- _Materials provided_:
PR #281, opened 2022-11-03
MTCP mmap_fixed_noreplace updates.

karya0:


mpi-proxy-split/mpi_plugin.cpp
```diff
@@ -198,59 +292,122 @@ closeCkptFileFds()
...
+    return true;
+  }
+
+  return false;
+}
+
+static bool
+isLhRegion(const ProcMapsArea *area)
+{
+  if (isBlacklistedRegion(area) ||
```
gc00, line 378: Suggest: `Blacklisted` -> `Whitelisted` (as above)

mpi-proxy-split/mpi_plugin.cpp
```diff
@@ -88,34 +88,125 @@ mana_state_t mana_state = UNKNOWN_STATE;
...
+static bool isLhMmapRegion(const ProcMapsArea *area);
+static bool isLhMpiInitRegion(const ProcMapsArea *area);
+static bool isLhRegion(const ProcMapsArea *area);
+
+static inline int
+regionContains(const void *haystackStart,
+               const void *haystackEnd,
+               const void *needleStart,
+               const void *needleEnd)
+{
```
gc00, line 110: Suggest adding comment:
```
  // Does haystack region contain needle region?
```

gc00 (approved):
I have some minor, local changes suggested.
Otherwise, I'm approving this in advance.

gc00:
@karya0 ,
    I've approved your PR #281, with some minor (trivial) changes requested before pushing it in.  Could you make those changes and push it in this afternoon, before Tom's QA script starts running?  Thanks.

- _Task goal_:
Every record above must be set down again, word for word.

- _Final answer_:
PR #281, opened 2022-11-03
MTCP mmap_fixed_noreplace updates.

karya0:


mpi-proxy-split/mpi_plugin.cpp
```diff
@@ -198,59 +292,122 @@ closeCkptFileFds()
...
+    return true;
+  }
+
+  return false;
+}
+
+static bool
+isLhRegion(const ProcMapsArea *area)
+{
+  if (isBlacklistedRegion(area) ||
```
gc00, line 378: Suggest: `Blacklisted` -> `Whitelisted` (as above)

mpi-proxy-split/mpi_plugin.cpp
```diff
@@ -88,34 +88,125 @@ mana_state_t mana_state = UNKNOWN_STATE;
...
+static bool isLhMmapRegion(const ProcMapsArea *area);
+static bool isLhMpiInitRegion(const ProcMapsArea *area);
+static bool isLhRegion(const ProcMapsArea *area);
+
+static inline int
+regionContains(const void *haystackStart,
+               const void *haystackEnd,
+               const void *needleStart,
+               const void *needleEnd)
+{
```
gc00, line 110: Suggest adding comment:
```
  // Does haystack region contain needle region?
```

gc00 (approved):
I have some minor, local changes suggested.
Otherwise, I'm approving this in advance.

gc00:
@karya0 ,
    I've approved your PR #281, with some minor (trivial) changes requested before pushing it in.  Could you make those changes and push it in this afternoon, before Tom's QA script starts running?  Thanks.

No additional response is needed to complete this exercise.